With how many people from high school do you still have contact? University? Previous jobs? How many of your current coworkers do you regard as friends? IE with how many do you socialise outside work? How many neighbours do you know on a close basis and regard as friends?

If the answer to all of those questions is “None”, then welcome to my world. You see, I have this innate ability to bore the shit out of people, especially when talking about something that interests me. I have this incredible ability to antagonise people and turn them against me, to alienate them and say exactly the wrong thing ( usually what I happen to be thinking) at exactly the wrong time. I hate being in large, noisy crowds of strangers and really don’t like revealing personal information about myself and especially my kids. I keep myself to myself around people I don’t know and generally act with diffidence and an air of suspicion around strangers.

I’ve always been like that, I was always a loner as a child, and never part of any group or inclusive crowd at school, and that’s one of the reasons I’ve always done my best to avoid social situations. I go to my local pub, where I’m a member of an exclusive  group, but even with other members there, or on a crowded night I’m the one person sitting silently and reading “The Economist”. I can share a table and not say a word to the other people. How does that strike you?

Fast Forward to my second year at business school. Due to a freak confluence of events, I was able to attend one of the social evenings ( I know what I said, by my ex hated the school and everyone associated with it so attending was a major “Fuck you!” in her direction).  I was standing near the bar, minding my own business and not talking to anyone (no surprise there) when someone walked up  behind me and asked me “Are you ########?” I was, so replied in the affirmative to a not especially tall, strikingly attractive blonde woman who  introduced herself as the person who regularly sat behind me in Accounting class.  I had no idea who she was and indeed had no idea she and I had even been in the same room. She explained that she’d wanted to meet me after asking around and gleaning some information from people who knew me. She refused to give any names, but I had a pretty good idea.
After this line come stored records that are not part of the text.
PR #603, opened 2024-02-06
update ci files

lievenhey:
Github deprecates node js 16 actions. This patch updates the ci to use checkout@v4 which is the new version.


lievenhey:
:facepalm: nodejs 20 does no longer support centos7, so it doesn't run on our ci

PR #616, opened 2024-04-11
HighlightedText: Check m_highlighter for nullptr

kbroulik:
Otherwise Hotspot crashes when changing the color scheme before a trace has been loaded.

---

Wanted to debug why Plasma’s color settings module was slow when changing the color and instead had Hotspot crash whenever I did.


milianw:
thank you

PR #625, opened 2024-04-28
Clear the error when changing the record type

alois31:
When changing the record type, previous errors may no longer be applicable (for example the application having been unset in the "launch application" mode is not relevant at all to the "attach to process" mode). Clear them to allow starting the recording in the new mode again (as long as that doesn't create legitimate errors again).


milianw:
ty

Issue #605, opened 2024-02-22
Latest AppImage download without GitHub account


HybridDog:
**Describe the bug**

The Readme explains a way to download the latest AppImage from the build jobs, but it does not work unless the reader is registered and logged in at GitHub, which is not mentioned.

> Head over to our list of AppImage build jobs. When you click on a job, you'll see a page with an "Artifacts" section that contains an "appimage" binary you can then download.

**To Reproduce**

1. Log out from GitHub
2. Go to the [mentioned link](https://github.com/KDAB/hotspot/actions/workflows/build-appimage.yml?query=branch%3Amaster)
3. Click on the first "workflow run result"
4. Scroll down to "Artifacts" and click on "appimage" next to the wireframe cube icon
5. Observe how "appimage" is not a link but only text which can be marked

**Expected behavior**
The Readme could mention that downloading the build artifact requires a GitHub account or explain another way to download it.

**Screenshots**
![2024-02-22-110536_990x373_scrot](https://github.com/KDAB/hotspot/assets/3192173/27f831e9-6c43-4dd9-abef-6f744f7ce191)

**Version Info (please complete the following information):**

- Linux Kernel version: not applicable
- perf version: not applicable
- hotspot version (appimage? selfcompiled?): master
- if self-compiled hotspot, what version of elfutils: not applicable

**Additional context**
Downloading the older AppImage from the releases webpage works without GitHub account.

GitMensch:
There is no reasonable way to provide the Appimage _on each CI build **outside** of the CI artifacts_ (which is needed for the download) - but it would definitely be useful to update the CI image on the release page from time to time, kind of "stable appimage" (which may be a new release).

As I personally see some issues [already worked on] that break the Disassembly view, I'd suggest to do that afterwards.

Another option is to run a nightly/weekly workflow to update the release [as pointed out by @Kagami](https://github.com/actions/upload-artifact/issues/51#issuecomment-1893927846)

> ```yaml
> - name: Release nightly
>   uses: softprops/action-gh-release@v1
>   with:
>     prerelease: true
>     name: nightly
>     tag_name: nightly
>     files: file.txt
>     fail_on_unmatched_files: true
> ```
> 
> And instruct your users to download from `https://github.com/OWNER/REPO/releases/download/nightly/file.txt` Example [here](https://github.com/Kagami/ninnin/blob/0aa2e0638b28315da9bd44e3804d5c8ab4fbd08b/.github/workflows/build.yml).
> 
[...]

PR #627, opened 2024-04-29
Automate release

lievenhey:
This PR adds an automatic latest release aswell as release-please which provides a pr that can be merged to create a new release.

closes: #605

### DIFF
--- a/.github/workflows/release-appimage.yml
+++ b/.github/workflows/release-appimage.yml
@@ -36,3 +36,9 @@ jobs:
         artifacts: |
           ${{ github.workspace }}/hotspot-debuginfo-*
           ${{ github.workspace }}/*.AppImage
+
+    - name: Create release PR
+      uses: google-github-actions/release-please-action@v4
+      with:
+        token: ${{ github.token }}
+        release-type: simple
--- a/.github/workflows/release-appimage.yml
+++ b/.github/workflows/release-appimage.yml
@@ -1,0 +1,38 @@
+name: Create latest release
+
+on:
+  push:
+    branches:
+    - 'master'
+
+jobs:
+  latest-release:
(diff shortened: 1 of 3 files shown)


.github/workflows/release-appimage.yml
```diff
@@ -0,0 +1,38 @@
...
+      with:
+        fetch-depth: 0
+        submodules: recursive
+
+    - name: Build
+      uses: docker://ghcr.io/kdab/kdesrc-build:latest
+
+    - name: Delete latest release
+      run: |
+        gh release delete latest --cleanup-tag || true
```
milianw, line 24: is "latest" the name here? can we call it "continuous" to revive the existing old continuous release from back then?

lievenhey: yes that is possible

milianw (approved):
lgtm, thank you

GitMensch:
I currently fail to understand that - the idea is that for each commit on master there is a nightly release, no?
Then I neither see where this defined nor where the nightly release is that would solve the now closed #605.

lievenhey:
Done, seems like ether `ncipollo/release-action` or github automatically add a `draft` tag. Now I use the github cli to remove that tag.

I don't think changing the name to `hotspot-continuous.AppImage` is a good idea. The current name is a perfect description of the commit that was used to build the appimage. If we get a bug report we can then use the name to identify which exact version was used. Maybe the bug is already fixed but the user didn't update, etc ...

GitMensch:
`./hotspot... --version` has the output, as well as the version info in the GUI.
The idea here is to get a _stable_ download URL, and for that we need - additional to the updated release - an identical name.

If you still want the versioned name: what do you think about having the appimage twice (once with a stable name)?

PR #631, opened 2024-05-06
Fix flamegraph

lievenhey:


Waqar144:
can confirm this patch fixes the linked issue

milianw:
thanks, nice find

PR #638, opened 2024-05-15
ci: rename artifacts before uploading in continuous build

lievenhey:
This creates a stable download url where the newest version can always be downloaded.

@GitMensch there you go


GitMensch:
Thank you; this has the file with the hash in the CI artifact (which is fine) and should have the stable name in the continuous.
... that reminds me that we should adjust the README, I'm going  to create a PR for that now.

milianw (approved):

We got talking, and I have to admit it was the most enjoyable conversation I’d had in a long time, as my companion was ( and indeed still is) an incredibly vivacious and forthright spirit who simply crackles with energy. After a while, she hit me with what I can only describe as the greatest pickup line in the history of humanity. Don’t get ahead of yourself: at the time she was engaged, and now is married. Even if she’d been single, I was still married, nevertheless, it was a question that made her one of my all time favourite people. She looked me in the eyes and at point blank range asked “Do you have Asperger’s Syndrome?”

Holy shit! And this barely half an hour after speaking to me for the first time. I pondered for a few seconds before replying. “I think so”.  You see, I  have an online friend who once sent me a link on an online diagnostic Asperger’s test, and I came up as on the spectrum, not enough to make me an internet billionaire, or even a slaughterhouse designer, but on the scale for sure.

Fast forward again to my best friend’s wedding (see “I Knew The Bride…). There were plenty of people from school there, and both my sweetie and I expected plenty of opportunities to socialise and catch up with people. Oh boy, where we wrong. Let me give you two examples. We ran into some people in the lobby and the subject of Chichen Itza came up. We mentioned that we’d booked a trip for the Friday with a company that only does small groups, and the response was that they were planning to visit the site as well. Our trip consisted of us and four Germans, and who should we bump into at Chichen Itza, but the four people we’d talked to just a couple of days previously. we said some quick hellos and then didn’t see them again. One of our group celebrated his 30th birthday on the last night, and we were informed of this, but guess what? We heard no more, not even a quick “Hey, we’re off to such and such a bar, why don’t you join us?”  In fact, during our entire stay, despite everyone knowing which room we were in, not one person included us in any event or gathering. In fact, apart from the bride and groom, no one even gave us the courtesy of a full conversation. See what I mean?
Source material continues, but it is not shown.